By Dave Sherwood and Natalia A. Ramos Miranda
A woman walks past a subway station burned during last week’s protests against Chile’s state economic model in Santiago, Chile, October 21, 2019. REUTERS/Edgard Garrido
SANTIAGO (Reuters) – Chileans confronted hours-long lines at grocery stores and gas stations in the capital Santiago after a weekend of chaos in which at least 11 people were killed amid violent clashes, arson attacks and looting through the country.
Several Chilean cities were engulfed by days of riots, along with peaceful protests, after a hike in public transport costs. The violence prompted President Sebastian Pinera to declare a state of emergency in several cities, placing the military in charge of security.
Both the peso and the country’s IPSA blue-chip stock exchange opened down on Monday morning following the clashes. Officials late Sunday said the country’s copper mining industry, the world’s largest, was operating normally.
Dr. Jaime Mañalich, the health minister, said 239 civilians had been injured in three days of unrest. In addition to eight killed in fires over the weekend, Interior Minister Andres Chadwick said three more had died, including one man from gunshot injuries in the northern province of Coquimbo.
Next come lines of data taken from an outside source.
PR #3484, opened 2022-07-29
#3480 - destroy pipeline error handling

### LINKED ISSUE #3480: destroy pipeline - add check on if the instance exists to reduce failed runs
### Description

We could check to see if the instance exists before trying to delete it to reduce failed runs, but actually in testing and setting it up it seemed like over kill so now I've set it to just not error if the instance is missing.

### Goals

- [x] Do not error out if the instance doesn't exist

### Tasks

- [x] Update .azure/destroy.yaml

keifgwinn:
This fixes #3480

#### Description

- Actually decided that it's simplest to just supress the error if the branch doesn't exist.

#### Test cases
close PR doesn't generate a failure email when run if the branch is already missing or was never created.


keifgwinn:
to test we should "azp run" on monday and then pull/close this PR.

carmenfan (approved):

PR #3505, opened 2022-08-08
Issue 3499 - more utility scripts

### LINKED ISSUE #3499: add more utility scripts for teamspace management
### Description
- a script to provide a list of teamspaces with active subscriptions
- extend `removeTeamspaceAndOwner` to allow configuration option to only remove the teamspace 
  - drop user should also remove the avatar
  - drop database is not removing fileshare files... we need to remove all refs prior to dropping

### Goals
- should be able to only remove a teamspace without removing the owner from the db
- should be able to get a list of active subscriptions

carmenfan:
This fixes #3499 

#### Description
- changed removeTeamspaceAndOwner script to be able to just delete the teamspace without deleting the owner
- add a script to dump out a list of teamspaces with active licenses
- some refactoring to push the functions back in the main code base and tested

#### Test cases
- should be able to remove a teamspace without removing the owner
- should be able to remove a teamspace and the owner
- should not fail if the teamspace doesn't exist
- should not fail if the owner doesn't exist
- should be able to print out a list of teamspaces and their active licenses


backend/tests/v5/unit/models/loginRecords.test.js
```diff
@@ -16,22 +16,23 @@
...
-const username = 'someUsername';
-const ipAddress = '290.241.146.180';
-const browserUserAgent = 'browser user agent';
-const pluginUserAgent = 'PLUGIN: plugin user agent';
-const referrer = 'www.google.com';
-const LoginRecord = require(`${src}/models/loginRecord`);
+const LoginRecord = require(`${src}/models/loginRecords`);
 
 const testSaveLoginRecord = () => {
+	const sessionId = '123456';
```
ChristosTsiotsias, line 30: we could use random strings here

backend/tests/v5/unit/models/loginRecords.test.js
```diff
@@ -93,6 +94,21 @@ const testSaveLoginRecord = () => {
...
+const testRemoveAllUserRecords = () => {
+	describe('Remove all user login records', () => {
+		test('Should just drop the user collection within loginRecords', async () => {
+			const fn = jest.spyOn(db, 'dropCollection').mockResolvedValue(undefined);
+
+			const username = generateRandomString();
+			await expect(LoginRecord.removeAllUserRecords(username)).resolves.toBeUndefined();
+
+			expect(fn).toHaveBeenCalledTimes(1);
+			expect(fn).toHaveBeenCalledWith('loginRecords', username);
```
ChristosTsiotsias, line 106: we could store 'loginRecords' in a constant somewhere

Chadwick said vandals who first attacked the metro and bus system had turned to looting and burning grocery stores to target the “country’s food supply chain.”
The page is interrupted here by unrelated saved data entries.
PR #3510, opened 2022-08-08
Issue #3498 - Fixed loading bug that was caused  because viewer was re-rendered multiple times 

### LINKED ISSUE #3498: Sometimes I get 404 when loading a model/ needs research
### Description
Sometimes I get a 404 error while loading a model. 

- This is happening in: locally 

### Steps to replicate 
*Needs research*
-
 
### Current Behaviour
- 

### Expected Behaviour
- 

image

sanmont3drepo:
This fixes #3498

#### Description
- Avoided updating the store if there is no new data


frontend/src/v5/store/containers/containers.sagas.ts
```diff
@@ -66,8 +69,12 @@ export function* fetchContainers({ teamspace, projectId }: FetchContainersAction
 	try {
 		const { containers }: FetchContainersResponse = yield API.Containers.fetchContainers({ teamspace, projectId });
 		const containersWithoutStats = prepareContainersData(containers);
+		const storedContainers = yield select(selectContainers);
```
The-Daniel, line 72: If you have no containers in a project then the list remains pending forever. The same is true for no federations in fetchFederations

The-Daniel (changes requested):
It's so much faster to navigate the app with this change. Since fetchFederations and fetchContainers are called in the federations list you can navigate from here to the containers list and the data is already loaded! Speedy! (hint hint)

The-Daniel (approved):

The-Daniel (approved):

“That obviously reflects an intention … to cause harm to citizens in their daily lives,” Chadwick said.
Walmart Chile said more than 100 of its grocery stores had been looted, and in some cases burned.
In Santiago, most schools and businesses remained closed as many of the city’s 6 million residents ventured out in search of food and fuel after the weekend lock-down.
Transportation officials in Santiago brought in more than 400 buses to reinforce the city’s fleet Monday morning, and re-opened the downtown line of the metro providing east-west transportation across the city.
Amid the weekend’s looting, arson and clashes, residents of rich and poor neighborhoods alike also took to the streets, clanging pots in a show of widespread discontent over rising living costs and patchy public services.
Pinera, who this weekend acknowledged a need for “dialogue,” nonetheless extended the state of emergency late on Sunday night, saying “we are at war,” against vandals.
Javier Iturriaga, the general in charge of Santiago’s security, said in a televised broadcast early Monday he had conducted an overflight of Santiago and was “very satisfied” with the situation. He said the military would nonetheless continue to provide security.
When asked by a reporter if he agreed the country was at war, Iturriaga responded: “I’m not at war with anyone. I’m a happy man.”
The metro, which suffered multiple arson attacks at stations through Santiago, was operating smoothly during the morning rush, albeit with many fewer people than on a typical Monday morning. Many businesses told their workers to stay home.
CITY IN TATTERS
Those that did venture out to work found a city in tatters.
In downtown Santiago, street sweepers cleaned up broken glass, scrap metal and barricades that accumulated over several nights of protests. Soldiers guarded the entrances to many supermarkets and metro stops.
Newly inked graffiti covered the face of nearly every building along many city blocks. Tear gas lingered in the air, forcing pedestrians to walk with faces covered.
“It was not easy to get here this morning, but here we are,” said Graciela Molina, a 27-year old Venezuelan migrant who was accompanying her sister to an immigration appointment. “This is like reliving a nightmare for us.”
Tourists and travelers also faced hurdles. Delays persisted at Santiago’s international airport, where 253 flights were canceled through Monday morning as airport and airline staff struggled to make it to work.
Chilean airline LATAM, the region’s largest, said on social media it was “continuing to work to minimize the impact of the situation on our operation.” The airline advised passengers not to travel to the airport if their flight was canceled but to rebook on the website.
A union of workers at BHP’s Escondida copper mine, the world’s largest copper mine, told Reuters early Monday it would walk off the job for at least a shift on Tuesday in a show of support for the demands of protesters.